## WORK REQUIRED
Work out the number of lines below containing the word "resolves" and give nothing besides it.

Stored items
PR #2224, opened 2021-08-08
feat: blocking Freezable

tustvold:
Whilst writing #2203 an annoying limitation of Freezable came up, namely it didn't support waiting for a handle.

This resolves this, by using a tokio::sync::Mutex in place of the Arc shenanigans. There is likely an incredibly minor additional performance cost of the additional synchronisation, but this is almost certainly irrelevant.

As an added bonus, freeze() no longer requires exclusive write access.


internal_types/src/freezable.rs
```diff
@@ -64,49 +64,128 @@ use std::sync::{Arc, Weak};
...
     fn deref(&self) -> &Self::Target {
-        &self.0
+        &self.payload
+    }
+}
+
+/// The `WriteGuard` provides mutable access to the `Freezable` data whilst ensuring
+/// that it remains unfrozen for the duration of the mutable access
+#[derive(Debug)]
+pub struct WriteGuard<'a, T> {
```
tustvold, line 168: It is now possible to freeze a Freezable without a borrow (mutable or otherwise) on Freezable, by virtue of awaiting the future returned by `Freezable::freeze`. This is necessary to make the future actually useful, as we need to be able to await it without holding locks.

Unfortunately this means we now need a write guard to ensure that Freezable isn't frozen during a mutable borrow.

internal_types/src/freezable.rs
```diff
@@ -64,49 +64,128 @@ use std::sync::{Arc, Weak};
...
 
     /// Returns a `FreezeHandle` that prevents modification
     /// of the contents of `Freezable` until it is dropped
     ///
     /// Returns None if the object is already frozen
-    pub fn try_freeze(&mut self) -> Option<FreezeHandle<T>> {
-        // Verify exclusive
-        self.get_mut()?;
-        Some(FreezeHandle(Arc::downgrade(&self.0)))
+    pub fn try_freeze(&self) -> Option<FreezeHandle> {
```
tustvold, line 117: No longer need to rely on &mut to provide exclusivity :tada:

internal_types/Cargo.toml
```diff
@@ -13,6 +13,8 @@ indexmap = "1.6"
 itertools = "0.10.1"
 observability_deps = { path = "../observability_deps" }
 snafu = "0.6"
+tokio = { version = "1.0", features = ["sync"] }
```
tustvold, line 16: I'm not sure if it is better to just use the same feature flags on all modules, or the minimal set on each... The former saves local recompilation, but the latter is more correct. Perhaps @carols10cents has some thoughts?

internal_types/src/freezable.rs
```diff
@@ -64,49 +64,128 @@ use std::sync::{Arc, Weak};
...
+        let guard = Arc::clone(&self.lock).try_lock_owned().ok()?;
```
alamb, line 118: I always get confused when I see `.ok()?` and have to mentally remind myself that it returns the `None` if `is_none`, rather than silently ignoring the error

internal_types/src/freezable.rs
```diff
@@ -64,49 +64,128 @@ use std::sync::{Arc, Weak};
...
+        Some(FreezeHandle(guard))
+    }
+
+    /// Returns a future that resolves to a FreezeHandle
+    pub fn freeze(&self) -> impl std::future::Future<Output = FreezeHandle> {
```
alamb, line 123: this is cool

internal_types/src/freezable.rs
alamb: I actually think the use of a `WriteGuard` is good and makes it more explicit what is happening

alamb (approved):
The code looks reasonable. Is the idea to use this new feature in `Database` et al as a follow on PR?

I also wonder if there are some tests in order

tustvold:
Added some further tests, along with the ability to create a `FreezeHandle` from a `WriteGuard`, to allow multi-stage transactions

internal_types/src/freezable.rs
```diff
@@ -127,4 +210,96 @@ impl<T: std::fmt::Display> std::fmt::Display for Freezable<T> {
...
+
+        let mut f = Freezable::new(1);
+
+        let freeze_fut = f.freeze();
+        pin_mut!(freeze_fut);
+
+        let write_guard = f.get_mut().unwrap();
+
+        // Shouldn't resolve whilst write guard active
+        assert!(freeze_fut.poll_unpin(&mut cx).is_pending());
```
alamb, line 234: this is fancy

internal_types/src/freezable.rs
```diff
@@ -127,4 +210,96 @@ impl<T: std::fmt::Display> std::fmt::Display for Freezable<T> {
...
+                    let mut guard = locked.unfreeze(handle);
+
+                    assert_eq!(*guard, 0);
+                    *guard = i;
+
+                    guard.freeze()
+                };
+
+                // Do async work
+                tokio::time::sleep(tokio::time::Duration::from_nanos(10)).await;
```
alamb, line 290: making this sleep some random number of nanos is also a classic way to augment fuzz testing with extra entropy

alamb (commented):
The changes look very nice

--

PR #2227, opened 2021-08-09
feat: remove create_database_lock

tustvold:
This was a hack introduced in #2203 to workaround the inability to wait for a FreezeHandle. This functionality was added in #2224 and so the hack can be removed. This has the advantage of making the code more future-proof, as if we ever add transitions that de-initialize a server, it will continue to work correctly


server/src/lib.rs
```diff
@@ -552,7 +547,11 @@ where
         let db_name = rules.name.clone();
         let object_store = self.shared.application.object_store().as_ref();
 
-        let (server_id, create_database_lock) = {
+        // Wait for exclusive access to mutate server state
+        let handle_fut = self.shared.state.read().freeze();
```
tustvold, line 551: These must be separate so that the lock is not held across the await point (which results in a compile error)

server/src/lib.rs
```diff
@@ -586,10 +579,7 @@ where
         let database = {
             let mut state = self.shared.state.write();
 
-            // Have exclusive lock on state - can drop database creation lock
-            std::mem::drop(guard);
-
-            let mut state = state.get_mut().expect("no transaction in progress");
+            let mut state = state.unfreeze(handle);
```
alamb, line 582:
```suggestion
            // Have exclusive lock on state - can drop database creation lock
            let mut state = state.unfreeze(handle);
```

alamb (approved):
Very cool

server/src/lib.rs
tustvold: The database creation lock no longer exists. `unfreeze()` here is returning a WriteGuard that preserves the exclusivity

## TASK RESULT
2